Collected data
PR #1788, opened 2025-02-04
[SEDONA-707] Refactor rasterization process and add allTouched parameter for rasterization functions

### LINKED ISSUE #1715: Add all touched parameter to RS_ZonalStats
I want to use ZonalStats (https://sedona.apache.org/latest/api/sql/Raster-operators/#rs_zonalstats) for my use case of integrating polygons of buildings with information from a tif file.

In the past I used the rasterstats library to get the info in python, but i have a lot of buildings and wanted to use the power of Sedona. When I look at rasterstats it has the property all_touched which determines if the pixel should be included in the rasterstats calculation see; https://pythonhosted.org/rasterstats/manual.html#zonal-statistics. 

## Actual behavior
The current RS_ZonalStats function only returns the value of pixels that fall within my polygon. This causes a lot of issues when the houses / buildings are quite small (it will return a NaN because non of the pixels are fully encapsulated by the polygon. 

```
Example of the usage
results = sedona.sql('''
select 
id
, geometry
, RS_ZonalStats(r.raster, a.geometry, 1, 'max', false, true) as max_elevation 
from buildings a, tifmap_with_elevation r
where 
RS_intersects(geometry, r.raster) 
'''
```

It would be great to have an additional parameter which would indicate if RS_ZonalStats should only summarize the statistics of pixels within the geometry or all pixel that are being touched by the geometry 

I thought that adding a buffer with the size of my pixels would solve my issue, but i think it is then still possible to grab pixels which should not be part of the calculation. 

## Settings

Sedona version = 1.7.0

Apache Spark version = 3.5.0

Apache Flink version = ?

API type = Python / SQL 

Scala version = 2.12

JRE version = ?

Python version = 3.11

Environment = Databricks

prantogg:

- Yes, the URL of the associated JIRA ticket is https://issues.apache.org/jira/browse/SEDONA-707. The PR name follows the format `[SEDONA-XXX] my subject`.

Fixes #1715

Affects API of downstream RS_Functions, introduces `allTouched` mode to:
- `RS_ZonalStatsAll` & `RS_ZonalStats`
- `RS_Clip`
- `RS_AsRaster`
- `RS_SetValues`

### Algorithm Overview

The algorithm is inspired by GDAL’s `GDALdllImageFilledPolygon` but is implemented in Java with optimizations for duplicate handling, centroid-based inclusion, and allTouched behavior.

The rasterization process follows two main strategies:

1. Polygon Rasterization (Scanline Algorithm)
    - Used for Polygon and MultiPolygon geometries.
    - Implements scanline-based filling with centroid-based inclusion.
    - Supports `allTouched` mode for including all pixels touched by the polygon.
2. Line Rasterization (Modified Bresenham Algorithm)
    - Used for LineString and MultiLineString geometries.
    - Implements a modified Bresenham’s line-drawing algorithm with fractional steps.
    - Ensures sub-pixel accuracy using stepSize control.
    - Clips lines that extend beyond raster bounds.
3. Optimized support for GeometryCollections and MultiPolygons 
    - Decomposes into sub-geoms and computes a separate search gird for each.

## How was this patch tested?

- Benchmarked against previous rasterization process
    - Up to **31.4% faster** rasterization for `Polygons`
    - Up to **194% faster** for tests including all geometry types.


common/src/main/java/org/apache/sedona/common/raster/Rasterization.java
```diff
@@ -0,0 +1,598 @@
...
+
+  // Modified Bresenham with Fractional Steps
+  private static void drawLineBresenham(
+      RasterizationParams params,
+      double x0,
+      double y0,
+      double x1,
+      double y1,
+      double value,
+      double stepSize) {
```
Kontinuation, line 196: Why not use a traditional Bresenham's line algorithm using integer arithmetics? Using a `stepSize = 0.2` here introduces lots of repeated setSample operations.

common/src/main/java/org/apache/sedona/common/raster/Rasterization.java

(Problem requirements): Write the records out in full, exactly as they read above.

(Result of this task):
PR #1788, opened 2025-02-04
[SEDONA-707] Refactor rasterization process and add allTouched parameter for rasterization functions

### LINKED ISSUE #1715: Add all touched parameter to RS_ZonalStats
I want to use ZonalStats (https://sedona.apache.org/latest/api/sql/Raster-operators/#rs_zonalstats) for my use case of integrating polygons of buildings with information from a tif file.

In the past I used the rasterstats library to get the info in python, but i have a lot of buildings and wanted to use the power of Sedona. When I look at rasterstats it has the property all_touched which determines if the pixel should be included in the rasterstats calculation see; https://pythonhosted.org/rasterstats/manual.html#zonal-statistics. 

## Actual behavior
The current RS_ZonalStats function only returns the value of pixels that fall within my polygon. This causes a lot of issues when the houses / buildings are quite small (it will return a NaN because non of the pixels are fully encapsulated by the polygon. 

```
Example of the usage
results = sedona.sql('''
select 
id
, geometry
, RS_ZonalStats(r.raster, a.geometry, 1, 'max', false, true) as max_elevation 
from buildings a, tifmap_with_elevation r
where 
RS_intersects(geometry, r.raster) 
'''
```

It would be great to have an additional parameter which would indicate if RS_ZonalStats should only summarize the statistics of pixels within the geometry or all pixel that are being touched by the geometry 

I thought that adding a buffer with the size of my pixels would solve my issue, but i think it is then still possible to grab pixels which should not be part of the calculation. 

## Settings

Sedona version = 1.7.0

Apache Spark version = 3.5.0

Apache Flink version = ?

API type = Python / SQL 

Scala version = 2.12

JRE version = ?

Python version = 3.11

Environment = Databricks

prantogg:

- Yes, the URL of the associated JIRA ticket is https://issues.apache.org/jira/browse/SEDONA-707. The PR name follows the format `[SEDONA-XXX] my subject`.

Fixes #1715

Affects API of downstream RS_Functions, introduces `allTouched` mode to:
- `RS_ZonalStatsAll` & `RS_ZonalStats`
- `RS_Clip`
- `RS_AsRaster`
- `RS_SetValues`

### Algorithm Overview

The algorithm is inspired by GDAL’s `GDALdllImageFilledPolygon` but is implemented in Java with optimizations for duplicate handling, centroid-based inclusion, and allTouched behavior.

The rasterization process follows two main strategies:

1. Polygon Rasterization (Scanline Algorithm)
    - Used for Polygon and MultiPolygon geometries.
    - Implements scanline-based filling with centroid-based inclusion.
    - Supports `allTouched` mode for including all pixels touched by the polygon.
2. Line Rasterization (Modified Bresenham Algorithm)
    - Used for LineString and MultiLineString geometries.
    - Implements a modified Bresenham’s line-drawing algorithm with fractional steps.
    - Ensures sub-pixel accuracy using stepSize control.
    - Clips lines that extend beyond raster bounds.
3. Optimized support for GeometryCollections and MultiPolygons 
    - Decomposes into sub-geoms and computes a separate search gird for each.

## How was this patch tested?

- Benchmarked against previous rasterization process
    - Up to **31.4% faster** rasterization for `Polygons`
    - Up to **194% faster** for tests including all geometry types.


common/src/main/java/org/apache/sedona/common/raster/Rasterization.java
```diff
@@ -0,0 +1,598 @@
...
+
+  // Modified Bresenham with Fractional Steps
+  private static void drawLineBresenham(
+      RasterizationParams params,
+      double x0,
+      double y0,
+      double x1,
+      double y1,
+      double value,
+      double stepSize) {
```
Kontinuation, line 196: Why not use a traditional Bresenham's line algorithm using integer arithmetics? Using a `stepSize = 0.2` here introduces lots of repeated setSample operations.

common/src/main/java/org/apache/sedona/common/raster/Rasterization.java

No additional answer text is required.